Your cousins the Duff-Gordons[526] were at Bowood. I think her anything but agreeable, but I strongly suspect that instead of our cutting her, she was quietly cutting all of us, merely because she thinks women tiresome. At least, I think there is so little good done by being rude to anybody, that I try to be civil to her, but was repulsed with immense loss. She came down to luncheon every day in a pink striped shirt, with the collar turned down over a Belcher handkerchief, a man’s coat made of green plaid, and a black petticoat. Lord Grey always called her the Corsair; but she was my idea of something half-way between a German student and an English waterman, that amounts to a débardeur. Whatever that may be, I do not know.
London seems quite empty, the 4th Nr. of Dombey has given me infinite pleasure, and I think even you must like that school. Just Villiers’s case at King’s College.
I presume you are at the Grove. Love to all there—at least not all, but a selection. Your ever affectionate
E. E.
Miss Eden to Lady Theresa Lewis.
ADMIRALTY
[Monday, 1848].
MY DEAREST THERESA, I was not standing out this time for the sake of a letter; but, in the first place, I thought you were to be in town again before this, and then I have been so poorly that writing was a great exertion. It is five weeks to-morrow since I have had a breath of fresh air, and now I have taken entirely to the sofa, and do not attempt sitting up, even to meals. When I do, the second course generally consists of a fainting fit, or some little light delicacy of that sort. So now you see why I did not write; it would not have been égayant for your holidays. And illness always seems to me such an immediate visitation from God that it never frets me as many other little travers do, which might have been avoided by a little more sense or conduct.
Lord Auckland seems quite satisfied with the efficient state of the Navy, notwithstanding the loss of that poor Avenger.[527] I saw such an interesting private letter to-day from the gunner who was saved, stating so simply his escape and difficulties, not making half the fuss that we should if the carriage had been overturned and we had had to walk half a mile home.
I do not feel alarmed by the Duke’s[528] or Lord E.’s letters, but I do not imagine they tell the French anything they did not know before, and as the English never know anything till they have been told it twenty times, it is perhaps not amiss that they should be so far frightened as to make them willing to pay for a little more protection. They would like a very efficient army and a great display of militia, but I doubt whether they will like a shilling more of income-tax.

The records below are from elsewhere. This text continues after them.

Issue #1773, opened 2026-09-05
Base computer font not adjusting with font settings


evertvorster:
When adjusting font height settings, the base computer does not adjust its font sizes.

stephengtuggy:
@evertvorster this is fixed in the above two PRs, right?

evertvorster:
> [@evertvorster](https://github.com/evertvorster) this is fixed in the above two PRs, right?

Correct

PR #1774, opened 2026-09-05
Fixes base computer internal representation of font sizes. 

evertvorster:

**THIS PR HAS AN ACCOMPANYING ASSETS PR**
https://github.com/vegastrike/Assets-Production/pull/287

Please answer the following:

Code Changes:
  - [x] Play Tests
    - [x] Basic flight.
    - [x] Docking to a planet.
    - [x] On planet actions:
        - [x] Save the game.
        - [x] Read news.
        - [x] Buy/Sell some goods.
    - [x] SPEC flight.
    - [x] Save the game again.
    - [x] Upgrade your new ship.
    - [x] Save once more.

Issues:
- - https://github.com/vegastrike/Vega-Strike-Engine-Source/issues/1773

Purpose:
- - Bring the base computer font size handling in line with the rest of the game. 
- - Allow for the user to set the font size in the config, and it to be applied in the base computer.
- - Revert a scaling factor that was applied in 2011 that made all the font sizes appear wrongly sized. 
- What release is this for?
- - 0.11
- - 0.11


stephengtuggy:
@evertvorster looks like engine/src/gui/painttext.cpp needs to have some conflicts resolved.

evertvorster:
> @evertvorster looks like engine/src/gui/painttext.cpp needs to have some conflicts resolved.

Yeah, we actually deleted it in this branch. :)

engine/src/gui/font.h
```diff
@@ -43,13 +43,16 @@ static const float BOLD_STROKE = 1.5;
 class Font {
 public:
 //Font size.  Vertical distance in identity space.
+    //
+    // Removed the legacy `* 0.5` (added 2011, commit e3b743d16a, as a scoped
```
royfalk: Comments like this should not appear in the code. Instead, after you file a PR, you can review yourself and add them.

Once we remove something from the code, there really is no need to have a record of it anymore.

engine/src/gui/font.h
```diff
@@ -43,13 +43,16 @@ static const float BOLD_STROKE = 1.5;
...
+    // "stroke font size" fix) so size() returns the honest m_size. The font
```
royfalk: Reword this comment. It should be something like:
This function returns the font size as a percentage of the screen height.
It should then move to above the definition of m_size and not the function which is a simple getter.

engine/src/gui/imguitext.cpp
```diff
@@ -228,17 +230,18 @@ int ImGuiText::visibleLineCountStartingWith(int lineNumber, float vertInterval)
...
+ImVec2 ImGuiText::getTextWidth(const std::string text) {
+    // Glyph height comes from the user-set Text Height (font_point), matching what
+    // draw() renders at, so layout (wrap width, line height, centering, scroll
+    // counts) agrees with what is actually drawn.
+    const float pixelFontSize = configuration().graphics.font_point_flt;
+    ImFont* font = ImGui::GetFont();
+    if (font && font->IsLoaded()) {
+        return font->CalcTextSizeA(pixelFontSize, FLT_MAX, -1.0f, text.c_str());
+    }
+    // No font bound yet (measuring outside a render window): fall back to the
```
royfalk, line 242: This is why I hate the default font. We now have these small code snippets everywhere.

engine/src/gui/modaldialog.cpp
```diff
@@ -86,7 +86,7 @@ static void CreateControlsForAlertWindow(Window *window) {
     title->setJustification(CENTER_JUSTIFY);
     title->setTextColor(GUI_OPAQUE_WHITE());
     title->setColor(GUI_CLEAR);
-    title->setFont(Font(.07, BOLD_STROKE));
+    title->setFont(Font(.045, BOLD_STROKE));
```
royfalk, line 89: These should really be enum somewhere.
Something like:
```cpp
enum FontHeight {
   extra_small = 0.04,
   small = 0.045,
   medium = 0.05,
   large = 0.055,
   ...
}
```

royfalk (commented):
A few minor comments.
I assume this change is primarily because we changed how the font heights are calculated in another PR?

engine/src/gui/modaldialog.cpp
evertvorster: Hmm, could be. 
However, the relative font height picked here is for the author of the screen to decide. I agree with you, in basecomputer.cpp this would make a lot of sense.

engine/src/gui/font.h
evertvorster: Done

engine/src/gui/font.h
evertvorster: Done

engine/src/gui/imguitext.cpp
evertvorster: There is definitely room for improvement. :) Can we tackle this in a separate issue, though?

engine/src/gui/modaldialog.cpp
evertvorster: You are right. 
However, the level where this should be implemented is unclear. 

Should it be per interface, or global? 

The intent in basecomputer is to draw buttons text and info text and of course some of these will be larger than others... but I'm not sure if it would be better to have one definitive button_text height defined, or leave it up to the author of the screen to pick how large a certain piece of text should be as a default. (Remember that the user can still select a larger font, which will propagate throughout the game)

engine/src/gui/imguitext.cpp
royfalk: Yes. This is just me venting and trying to convince other people to drop the whole default font and just trust the assets.

engine/src/gui/modaldialog.cpp
royfalk: I think you misunderstood me. If we implement this enum, the code would be something like:
```cpp
title->setFont(Font(FontSize.small, BOLD_STROKE));
```

This makes it much clearer to anyone reading the code.

evertvorster: OK, but enums hold integers, these are fractions. 

Since we are still battling out the coords system, maybe we switch to a coord of 100 x 100, and then text sizes can be represented as whole numbers, ie: 2 = 2% of screen height?

The point here is, we should not block this PR on this discussion, as we are going to overhaul this area anyways, with a targeted PR. The purpose of THIS PR is to bring the base computer in line with the rest of the game.

engine/src/gui/imguitext.cpp
evertvorster: We've had a default font for a long time, ever since we started porting over to imgui. 
imGui is not using the configured helvetica, as it cannot load bitmapped fonts. 

So, we were using the fallback included Roboto font... A default, NOT in Assets. 

I think my point is made.

However, I still think that there is room for improvement, but for defensive coding, we need a fallback, and we can design it into the system  better so there does not have to be all these little snippets of code hanging around. 

You might agree that there is quite a bit of housekeeping to do on this code base.

engine/src/gui/modaldialog.cpp
royfalk: Yeah, that's fine.

royfalk (approved):
Go ahead and ship it.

I always keep myself in good heart by all the axioms on which we were educated, the old John Bull nonsenses—that one Englishman can beat three Frenchmen; that the French eat frogs; and the wooden walls of old England, and Britannia rules the waves, and Hearts of Oak, and parlez voos—all most convincing arguments to us old warriors who lived in the war times, and who went up to the nursery affecting complete insouciance, but fearing that the French would arrive just while Betty Spencer the nurse was down at supper. I quite remember those terrors in 1806; and then came all our victories, and the grand triumphs which reassured me for life. I feel a dead of certainty that before the French had collected twenty steamers, or had put twenty soldiers on board any of them, Sir Charles Napier, or somebody of that sort, would have dashed in amongst them and blown up half ships.